To the Editor: Churg-Strauss syndrome is a systemic small-vessel necrotizing vasculitis characterized by asthma, hypereosinophilia, granulomas, and pathological involvement of the heart, kidneys, and CNS.1 Various neurological manifestations have been described, with peripheral neuropathy being the most common.2 Central nervous system involvement has been reported in 13% of Churg-Strauss syndrome patients.3 However an extensive literature search did not reveal any case reports of psychiatric symptoms associated with Churg-Strauss syndrome. Here we present a case of Churg-Strauss syndrome with cognitive and psychotic symptoms, describe our management approach, and briefly discuss pathophysiology.
A 70-year-old man presented to the emergency department with an asthmatic attack and was also found to be acutely confused and agitated. He had a prior history of occasional asthma attacks over the past 2 years. For this admission, he was noted to have marked hypereosinophilia—absolute eosinophil count was 4.71×109(normal 0.04—0.44×109) and 28.3% (normal 0.6%). Antineutrophil cytoplasmic antibodies were positive. There was no renal impairment but the patient was noted to have dilated cardiomyopathy. Diagnosis of Churg-Strauss syndrome was made based on the American College of Rheumatology criteria. The psychiatric consultant noted paranoid delusions about visitors to the hospital following him around and debt collectors hounding him. Further history from the patient’s family revealed that he had been admitted to another hospital 2 years prior with a first episode of delirium which resolved spontaneously. Moreover they reported that he was markedly more forgetful over the preceding 2 years and that he had become increasingly paranoid about neighbors and debt collectors. They verified that he did not have outstanding debts.
Mental status examination revealed an alert, responsive man who was oriented to place and person but not to time. He denied feeling depressed and any past or current auditory hallucinations. He had fixed non-bizarre paranoid delusions. His Mini-Mental State Examination score was 22. He was unable to cooperate with further neuropsychological testing. There were no focal neurologic findings. A head CT showed bilateral cerebral lacunae consistent with thromboembolic disease.

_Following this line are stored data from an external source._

PR #39502, opened 2024-03-04
Repro #29094 - Notebook filter field allows non boolean custom expressions

### LINKED ISSUE #29094: Notebook filter field allows non boolean custom expressions
**Describe the bug**
Notebook filter field allows non boolean custom expressions

**To Reproduce**

1. Start a new question based on Orders table
2. Add a filter with Custom Expression `[Tax] * 22`
3. Click "Done"

**Expected behavior**
Non-boolean expression is not allowed

kamilmielnik:
Closes #29094

No backport because in v49 it behaves slightly different than in `master`, see [comment](https://github.com/metabase/metabase/issues/29094#issuecomment-1976261054).

Stress test: https://github.com/metabase/metabase/actions/runs/8140145441

### DIFF
--- a/e2e/test/scenarios/filters/reproductions/29094-non-boolean-custom-expressions.cy.spec.js
+++ b/e2e/test/scenarios/filters/reproductions/29094-non-boolean-custom-expressions.cy.spec.js
@@ -6,7 +6,7 @@ import {
   startNewQuestion,
 } from "e2e/support/helpers";
 
-describe("issue 29094", function () {
+describe("issue 29094", () => {
   beforeEach(() => {
     restore();
     cy.signInAsNormalUser();
--- a/e2e/test/scenarios/filters/reproductions/29094-non-boolean-custom-expressions.cy.spec.js
+++ b/e2e/test/scenarios/filters/reproductions/29094-non-boolean-custom-expressions.cy.spec.js
@@ -1,0 +1,35 @@
+import {
+  enterCustomColumnDetails,
+  getNotebookStep,
+  popover,
+  restore,
+  startNewQuestion,
+} from "e2e/support/helpers";
+
+describe("issue 29094", function () {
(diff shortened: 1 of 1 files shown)


nemanjaglumac (approved):
Can you please stress-test this before merging?

e2e/test/scenarios/filters/reproductions/29094-non-boolean-custom-expressions.cy.spec.js
```diff
@@ -0,0 +1,35 @@
+import {
+  enterCustomColumnDetails,
+  getNotebookStep,
+  popover,
+  restore,
+  startNewQuestion,
+} from "e2e/support/helpers";
+
+describe("issue 29094", function () {
```
nemanjaglumac, line 9:
```suggestion
describe("issue 29094", () => {
```

Please change this to an arrow function. @kamilmielnik

nemanjaglumac: It's just a convention we've been following for hundreds of other E2E tests. I mean - we can document it and even enforce the lint rule for it.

He was treated with high dose prednisone, 30 mg/day, which was tapered during the hospitalization. His psychiatric symptoms predated the introduction of prednisone. The absolute eosinophil count decreased to 0.57×109 and 5.9% within 2 weeks of commencing steroids. Given the absence of literature on psychiatric manifestations of Churg-Strauss syndrome and treatment, our approach was symptom management. He was started on risperidone, 1 mg twice a day, and he became markedly less agitated. His paranoid delusions persisted but to much lesser degree. However his cognitive functioning remained unchanged. Eventually he was discharged in stable condition with prednisolone, 10 mg/day, and risperidone, 1 mg twice a day.

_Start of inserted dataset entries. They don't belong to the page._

PR #39509, opened 2024-03-04
Optimize join step

ranquild:
Blocked by https://github.com/metabase/metabase/issues/39514

Changes:
- `addField` and `removeField` are used for updating join fields when the join clause is "complete"
- `joinableColumns` are called only when the picker is opened and not every time the query changes


uladzimirdev (approved):
🤞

In consultation with his physicians, we decided that aggressive treatment using high dose steroids may modulate the primary disease process and perhaps arrest or slow down the cognitive deterioration while we closely monitored him for steroid-associated psychiatric symptoms. He was stable on outpatient follow-up with pulmonology, rheumatology, and psychiatry.

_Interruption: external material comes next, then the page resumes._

PR #208, opened 2025-05-09
Fix some PM4 bugs

wangra-google:
- Fix the case when some PM4s share the same value but with different variants (CP_THREAD_CONTROL (A7XX-) and IN_IB_PREFETCH_END (A2XX) both use 0x17)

Churg-Strauss syndrome is known to affect the CNS, but psychiatric symptoms have not been specifically reported in the literature. Keogh4 suggested that CNS involvement was the one clinical manifestation that correlated closely with antineutrophil cytoplasmic antibody status. Like other vasculitides, damage is likely be a result of thromboembolic phenomenon; the hypereosinophilia itself could possibly be neurotoxic,5 or the underlying etiologic cause of Churg-Strauss syndrome could account for neuronal damage. Further investigation is warranted to elucidate the pathophysiology and management of neuropsychiatric sequelae in Churg-Strauss syndrome and similar vasculitic diseases.